Storing a second preset number of low-order data in each data subgroup into the first even memory;

and when the first odd memory and the first even memory are detected to be full, storing a second preset number of high-order data in each data subgroup which is not stored in the data group set into the second odd memory, and storing a second preset number of low-order data in each data subgroup into the second even memory.

4. The method of claim 2, wherein reading the first data from the memory comprises:

obtaining the maximum frequency point number corresponding to each receiving antenna and the preset frequency point number corresponding to each receiving antenna;

determining the cycle reading times of reading the first data from the memory according to the maximum frequency point number corresponding to each receiving antenna and the preset frequency point number corresponding to each receiving antenna;

and reading the first data from the memory according to the cycle reading times.

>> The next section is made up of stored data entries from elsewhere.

PR #788, opened 2021-10-06
Separate avi vip network

iXinqi:
Signed-off-by: Xinqi Li lxinqi@vmware.com

**What this PR does / why we need it**:

Add a few new configurations in ako-operator for user to specify the control plane vip network and data vip network as well as control plane SEG and data plane SEG separately. 

The ako in bootstrap cluster will use the vip network and SEG of management cluster control plane.

**New PR Checklist**

- [x] Ensure PR contains only public links or terms
- [x] Use good commit [messages](https://github.com/vmware-tanzu/tanzu-framework/blob/main/CONTRIBUTING.md)
- [x] Squash the commits in this branch before merge to preserve our git history
- [x] If this PR is just an idea or POC, use a [Draft PR](https://docs.github.com/en/github/collaborating-with-issues-and-pull-requests/about-pull-requests#draft-pull-requests) instead of a full PR
- [x] Add appropriate [kind label](../docs/release/kind-labels.md) according to what type of issue is being addressed.

PR #1121, opened 2021-11-10
[Don't merge] test vip network separation

XudongLiuHarold:

Fixes #

### Release note

```release-note

```

### PR Checklist


XudongLiuHarold:
> Why do we need this PR to test the changes same as #788?

Don't want to add mass to that PR since I don't locate the problem yet, will update that one once root cause it.

iXinqi:
> > Why do we need this PR to test the changes same as #788?
> 
> Don't want to add mass to that PR since I don't locate the problem yet and bolt relies on it, will update that one once root cause it.

Okay, please go ahead. I double checked both pr and there is only one difference. https://github.com/vmware-tanzu/tanzu-framework/pull/788/files#diff-fc664bc4e5d59f553d15dddf8c4a986fdd01f596bf335991276bde8e20f41da4L3

XudongLiuHarold:
> > > Why do we need this PR to test the changes same as #788?
> > 
> > 
> > Don't want to add mass to that PR since I don't locate the problem yet and bolt relies on it, will update that one once root cause it.
> 
> Okay, please go ahead. I double checked both pr and there is only one difference. https://github.com/vmware-tanzu/tanzu-framework/pull/788/files#diff-fc664bc4e5d59f553d15dddf8c4a986fdd01f596bf335991276bde8e20f41da4L3

Good point, fixing it.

5. The method of claim 3, wherein reading the first data from the memory according to the number of loop reads comprises:

Sequentially reading odd-frequency point data of a target number corresponding to at least one receiving antenna from the first odd-frequency memory according to the cycle reading times;

sequentially reading the even frequency point data of the target number corresponding to at least one receiving antenna from the first even memory according to the cycle reading times;

and determining first data according to the odd frequency point data and the even frequency point data.

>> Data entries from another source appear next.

Issue #578, opened 2021-09-08
version prefix matching should be changed to exact match when updating TKR compatibility condition


prkalle:
**Bug description**
Currently the compatibility condition of the TKRs is updated by using a prefix matching of the management cluster version with the list of `managementClusterVersions` list in BOM compatibility metadata. However it only selects the _last_ managementClusterVersion that satisfies the prefix matching with management cluster version. 

An example tkr-compatiblity file that could cause issue is as shown below
```
version: v5
managementClusterVersions:
- version: v1.3.1-fips.1
  supportedKubernetesVersions:
  - v1.20.5+vmware.2-fips.1-tkg.1
- version: v1.3.1
  supportedKubernetesVersions:
  - v1.19.8+vmware.3-tkg.1
  - v1.20.5+vmware.2-tkg.1
  - v1.18.17+vmware.2-tkg.1
  - v1.20.4+vmware.3-tkg.1
  - v1.19.9+vmware.2-tkg.1
  - v1.18.16+vmware.3-tkg.1
  - v1.17.16+vmware.3-tkg.1
```

If the management cluster version is `v1.3.1-fips.1` the ideal match should be the first match.  But the current implementation only matches the last prefix match (it would match with v1.3.1) which would cause incorrect TKR compatibility conditions.
We should update the prefix matching to exact match unless we uncover any usecases.

There is another issue [#452](https://github.com/vmware-tanzu/tanzu-framework/issues/452) already filed relavent to this. But this issue is filed to see if we can update the version prefix match to exact match.

PR #1139, opened 2021-11-10
version prefix matching changed to exact match when updating TKR compatibility condition

prkalle:
Signed-off-by: PremKumar Kalle <pkalle@vmware.com>

The compatibility condition of the TKRs is updated by using a prefix matching of the management cluster version with the list of managementClusterVersions list in BOM compatibility metadata. Because of this it only selects the last managementClusterVersion that satisfies the prefix matching with management cluster version. This PR changed the prefix matching to exact match.

Fixes # #578 

Deleted the current configmaps and TKrs in "tkr-system' namespace and later tested the TKr controller changes on the cluster. The compatibility conditions are updated successfully.

### Release note

```release-note
version prefix matching changed to exact match when updating TKR compatibility condition
```

### PR Checklist

### DIFF
--- a/pkg/v1/tkr/controllers/source/tkr_source_controller.go
+++ b/pkg/v1/tkr/controllers/source/tkr_source_controller.go
@@ -347,9 +347,7 @@ func (r *reconciler) UpdateTKRCompatibleCondition(ctx context.Context, tkrs []ru
 
 	compatibleReleases := []string{}
 	for _, mgmtVersion := range metadata.ManagementClusterVersions {
-		// Fix before TKG v1.10: what if mgmtClusterVersion is "v1.10" and mgmtVersion.TKGVersion is "v1.1"?
-		// See https://github.com/vmware-tanzu/tanzu-framework/issues/452
-		if strings.HasPrefix(mgmtClusterVersion, mgmtVersion.TKGVersion) {
+		if mgmtClusterVersion == mgmtVersion.TKGVersion {
 			compatibleReleases = mgmtVersion.SupportedKubernetesVersions
 		}
 	}
--- a/pkg/v1/tkr/fakes/boms/metadata.yaml
+++ b/pkg/v1/tkr/fakes/boms/metadata.yaml
@@ -2,10 +2,6 @@ managementClusterVersions:
 - version: v1.0
   supportedKubernetesVersions:
   - v1.17.13+vmware.1
-- version: v1.1
-  supportedKubernetesVersions:
-  - v1.18.10+vmware.1
-  - v1.17.13+vmware.1
 - version: v1.2
   supportedKubernetesVersions:
   - v1.18.10+vmware.1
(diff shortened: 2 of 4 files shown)


pkg/v1/tkr/controllers/source/tkr_source_controller.go
```diff
@@ -347,9 +347,7 @@ func (r *reconciler) UpdateTKRCompatibleCondition(ctx context.Context, tkrs []ru
 
 	compatibleReleases := []string{}
 	for _, mgmtVersion := range metadata.ManagementClusterVersions {
-		// Fix before TKG v1.10: what if mgmtClusterVersion is "v1.10" and mgmtVersion.TKGVersion is "v1.1"?
-		// See https://github.com/vmware-tanzu/tanzu-framework/issues/452
-		if strings.HasPrefix(mgmtClusterVersion, mgmtVersion.TKGVersion) {
+		if mgmtClusterVersion == mgmtVersion.TKGVersion {
```
tenczar, line 350: Do we have any sense of why this was a prefix match previously, and why this wasn't just moved to exact match instead of adding the TODO?

pkg/v1/tkr/fakes/boms/metadata.yaml
```diff
@@ -18,3 +14,11 @@ managementClusterVersions:
   - v1.19.1+vmware.2
   - v1.19.3+vmware.1
   - v1.17.13+vmware.1
+- version: v1.10
+  supportedKubernetesVersions:
+  - v1.18.10+vmware.1
+  - v1.20.5+vmware.1
+- version: v1.1
```
tenczar, line 21: Is it important that the v1.1 version is moved after v1.10? That smells funny.

tenczar (commented):
I'm not comfortable enough with how TKR compatibility works to rubber stamp this. It seems like this should work, but someone with more domain knowledge should definitely look it over.

pkg/v1/tkr/controllers/source/tkr_source_controller.go
anujc25, line 350: Will this work for `dev`, `RC` builds as well?

prkalle: I _think_ this was initial limitation from release team where the management cluster version(fetched from tkg BOM) for dev builds was superset of the version published in tkr-compatibility. But later the release team had removed this limitation.
cc: @ZihanJiang96

prkalle: Yes, release team publishes  tkr-compatibility images with the right management cluster versions. for example for v1.5.0-rc.1 builds a seperate tkr-compatibility image would be published having the below version information

```
- version: v1.5.0-rc.1
  supportedKubernetesVersions:
  - v1.20.12+vmware.1-tkg.1-rc.1
  - v1.21.6+vmware.1-tkg.1-rc.1
  - v1.22.3+vmware.1-tkg.1-rc.1
```

anujc25 (approved):
lgtm

vuil (approved):
lgtm, thanks!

6. The method of claim 4, wherein obtaining the compression factor for each of the receive antennas comprises:

and determining the compression factor corresponding to each receiving antenna according to the preset frequency number corresponding to each receiving antenna.

7. The method of claim 4, wherein obtaining the compression factor corresponding to each of the receiving antennas, and compressing the first data according to the compression factor corresponding to each of the receiving antennas, to obtain the second data corresponding to each of the receiving antennas, comprises:

acquiring identification information of each receiving antenna;

acquiring a compression factor corresponding to each receiving antenna according to the cycle reading times and the identification information of each receiving antenna;

And compressing the first data according to the compression factor corresponding to each receiving antenna to obtain second data corresponding to each receiving antenna.

8. A method according to claim 3, wherein determining target data from the second data corresponding to each of the receive antennas comprises:

and inputting the second data corresponding to each receiving antenna into a data rearrangement buffer for data rearrangement according to the preset frequency number corresponding to each receiving antenna to obtain target data, wherein the target data comprises a target compression factor and AXC data, and the target compression factor comprises an I component compression factor and a Q component compression factor.

9. A data processing apparatus, comprising:

the acquisition module is used for acquiring first data corresponding to at least one receiving antenna;

the acquisition and compression module is used for acquiring the compression factor corresponding to each receiving antenna, and compressing the first data according to the compression factor corresponding to each receiving antenna to obtain second data corresponding to each receiving antenna;

and the determining module is used for determining target data according to the second data corresponding to each receiving antenna.

10. An electronic device, the electronic device comprising:

at least one processor; and

a memory communicatively coupled to the at least one processor; wherein,,

the memory stores a computer program executable by the at least one processor to enable the at least one processor to perform the data processing method of any one of claims 1-8.

11. A computer-readable storage medium, characterized in that the computer-readable storage medium stores computer instructions for causing a processor to implement the data processing method of any one of claims 1-8 when executed.